Viele bekannte Gesichter aus der Brau-Szene konnte man nicht nur hinter, sondern auch vor den Biertresen treffen, wenn sie ebenso wie ich vor dem abendlichen Event noch etwas über die Messe streiften. Unten stellvertretend Ulrike Genz von Schneeeule, Oliver Wesseloh von Kehrwieder und Garrett Oliver von der Brooklyn Brewery, der in Berlin unter anderem auch einige Tage später beim benachbarten BRLO Brwhouse zu einer Verkostung mit Dinner einlud.
Die Messe schloss dann um 18 Uhr, und etwas später startete das Meetup in einem der Konferenzräume über der Messe. Um die 100 Besucher wollten wissen, wer bei der Premiere der Bier, Bars & Brauer-Awards die Preise abräumen würde.
Kurz vor Beginn wurde das erste Fass Traunsteiner Hell vom Gitarristen der Band angeschlagen – was keine gute Wahl war, denn trotz schwungvollem Hammereinsatz landete das meiste Bier auf dem Hallenboden.

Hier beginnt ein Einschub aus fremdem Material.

PR #2860, opened 2021-04-19
Wire up new consent (EXPOSUREAPP-6532)

mtwalli:
## Important Notes
- CheckIns screen should not be displayed if there are no completed check-ins , meaning the flow should be like as it is at the moment
- Android back action should behave as `X` button and the behaviour is explained below

## Case 1: User has given CWA submission consent (this is not the access TEKs ENS Consent)
* Start at `SubmissionTestResultAvailableFragment`
* Press NEXT, If TEK consent is available
	* From `SubmissionTestResultAvailableFragment` go to `CheckInsConsentFragment`
* Press NEXT, If TEK consent is not available
	* Get TEK consent on this screen (TEKHistoryUpdater)
	* If user shared TEKS then go to `CheckInsConsentFragment`
	* If user didn't share TEKs, stay
* On `CheckInsConsentFragment` and (`SubmissionRepository.hasViewedTestResult==false`)
	* If the user presses X
		* Show the same abort dialog as on `SubmissionTestResultAvailableFragment`
			* If the user choses "don't show test result" -> go to home screen
			* If the user choses "show test result" -> user stays on the same screen (so they can give consent) (to advance to the test result screen, the user has to either press NEXT or SKIP)
	* If the user presses NEXT
		* (because at least 1 entry is selected) we update the checkins in the database
		* We set `AutoSubmission.updateMode(MONITOR)`
		* We navigate to `SubmissionTestResultConsentGivenFragment`
	* If the user presses SKIP
		* We show a confirmation dialog 
			* If user chooses "Share" we stay on the same screen
			* If the user choses don't share go to the `SubmissionTestResultConsentGivenFragment`
				* We set `AutoSubmission.updateMode(MONITOR)`

## Case 2: User has not given CWA submission consent
 * Start at `SubmissionResultPositiveOtherWarningNoConsentFragment`
 * Press AGREE, If TEK consent is available
 	* We go to `CheckInsConsentFragment`
 * Press AGREE, if TEK is not available
 	* Get TEK consent on this screen (TEKHistoryUpdater)
 	* Then go to `CheckInsConsentFragment` if user shared TEKs
 	* If user didn't share TEKs, stay on screen
* On `CheckInsConsentFragment` and (`SubmissionRepository.hasViewedTestResult==true`)
	* If the user presses X
		* Show same dialog as SKIP option
	* If the user presses NEXT
		* (because at least 1 entry is selected) we update the checkins database
		* We set `AutoSubmission.updateMode(MONITOR)`
		* We go to `SubmissionResultReadyFragment`
	* If we press SKIP
		* We show a confirmation dialog 
			* If the user presses "DONT SHARE"
				* We set `AutoSubmission.updateMode(MONITOR)`
				* Go to `SubmissionResultReadyFragment`
			* If the user presses "SHARE" we stay on the screen

### DIFF
--- a/Corona-Warn-App/src/main/java/de/rki/coronawarnapp/presencetracing/checkins/common/CheckInRepositoryExtension.kt
+++ b/Corona-Warn-App/src/main/java/de/rki/coronawarnapp/presencetracing/checkins/common/CheckInRepositoryExtension.kt
@@ -1,4 +1,4 @@
-package de.rki.coronawarnapp.ui.presencetracing.attendee.checkins.common
+package de.rki.coronawarnapp.presencetracing.checkins.common
 
 import de.rki.coronawarnapp.eventregistration.checkins.CheckIn
 import de.rki.coronawarnapp.eventregistration.checkins.CheckInRepository
--- a/Corona-Warn-App/src/main/java/de/rki/coronawarnapp/ui/presencetracing/attendee/checkins/consent/CheckInsConsentViewModel.kt
+++ b/Corona-Warn-App/src/main/java/de/rki/coronawarnapp/ui/presencetracing/attendee/checkins/consent/CheckInsConsentViewModel.kt
@@ -8,23 +8,30 @@ import dagger.assisted.AssistedFactory
 import dagger.assisted.AssistedInject
 import de.rki.coronawarnapp.eventregistration.checkins.CheckIn
 import de.rki.coronawarnapp.eventregistration.checkins.CheckInRepository
+import de.rki.coronawarnapp.submission.SubmissionRepository
+import de.rki.coronawarnapp.submission.auto.AutoSubmission
+import de.rki.coronawarnapp.ui.presencetracing.attendee.checkins.common.completedCheckIns
 import de.rki.coronawarnapp.util.coroutine.DispatcherProvider
+import de.rki.coronawarnapp.util.ui.SingleLiveEvent
 import de.rki.coronawarnapp.util.viewmodel.CWAViewModel
 import de.rki.coronawarnapp.util.viewmodel.CWAViewModelFactory
 import kotlinx.coroutines.flow.MutableStateFlow
 import kotlinx.coroutines.flow.combine
+import kotlinx.coroutines.flow.first
 import timber.log.Timber
 
 class CheckInsConsentViewModel @AssistedInject constructor(
     @Assisted private val savedState: SavedStateHandle,
     dispatcherProvider: DispatcherProvider,
-    checkInRepository: CheckInRepository,
+    private val checkInRepository: CheckInRepository,
+    private val submissionRepository: SubmissionRepository,
+    private val autoSubmission: AutoSubmission
 ) : CWAViewModel(dispatcherProvider) {
 
     private val selectedSetFlow = MutableStateFlow(initialSet())
 
     val checkIns: LiveData<List<CheckInsConsentItem>> = combine(
-        checkInRepository.checkInsWithinRetention,
+        checkInRepository.completedCheckIns,
         selectedSetFlow
     ) { checkIns, ids ->
         mutableListOf<CheckInsConsentItem>().apply {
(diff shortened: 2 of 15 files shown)


chiljamgossow (commented):
I tested and it seems correct, though I'm definitely confused by the flow and different consents. Sometimes it crashes after scanning a QR code (in SubmissionStateProvider else -> if (CWADebug.isDeviceForTestersBuild) throw IllegalStateException(eval.toString()) else TestPending) May not be related to these changes.

harambasicluka:
> after scanning a QR code (in SubmissionStateProvider else -> if (CWADebug.isDeviceForTestersBuild) throw IllegalStateException(eval.toString()) else TestPending) May not be related to these changes.

Yes that's not related, @chris-cwa is working on a fix, could maybe share with him how you produced the crash? He'll add some more log statements do understand better whats happening here.

Corona-Warn-App/src/main/java/de/rki/coronawarnapp/presencetracing/checkins/common/CheckInRepositoryExtension.kt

Die Preisverleihung ging dann recht zügig über die Bühne. Die Preise gingen in der Kategorie „Brauerei des Jahres” an das Brauhaus Riegele, Oliver Wesseloh wurde Bierpersönlichkeit des Jahres und Stone Brewing Berlin erhielt den Preis für die Biergastronomie des Jahres. Die kompletten Top-50-Listen kann man über den Link unten einsehen.

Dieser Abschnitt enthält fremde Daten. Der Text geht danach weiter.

PR #347, opened 2022-10-15
Increase build timeout to 15 minutes

cshannon:
I've seen a couple of the QA builds timeout with only 10 minutes due to the test site part of the build taking a bit longer than usual. The jobs would have completed but timed out at 10 minutes (were around 80% done the upload part of the build).  Examples:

Für mich waren das durchaus würdige Preisträger und nachvollziehbare Entscheidungen. Trotzdem wurde im Nachgang viel und kontrovers über die Modalitäten der Wahl – einer online-Umfrage unter 100 Brauern, Barbetreibern, Bartendern, Shop-Betreibern und Fachhändlern – und über die Sinnhaftigkeit der Top-50-Listen und solcher Preise im Allgemeinen diskutiert – nicht immer frei von Subjektivität und vielleicht auch etwas Missgunst.
Die Zeitschrift Mixology verleiht die ähnlich angelegten „Bar Awards” schon seit 10 Jahren. Diese Preise haben sich zu einer der wichtigsten Auszeichnungen ihrer Art im deutschsprachigen Raum entwickelt. Bier Bars & Brauer muss sich die Sporen erst noch verdienen, um solch ungeteilter Anerkennung zuteil zu werden. In ein paar Jahren lächelt man vielleicht über die anfängliche Skepsis.
Nach der Zeremonie saßen wir noch lange bei Bier und Streetfood, machten neue und frischten alte Bekanntschaften mit Brauern, Barbetreibern und Bierhändlern auf und diskutierten (meist) über Biere, Bars und Brauer – ein gelungener Abend!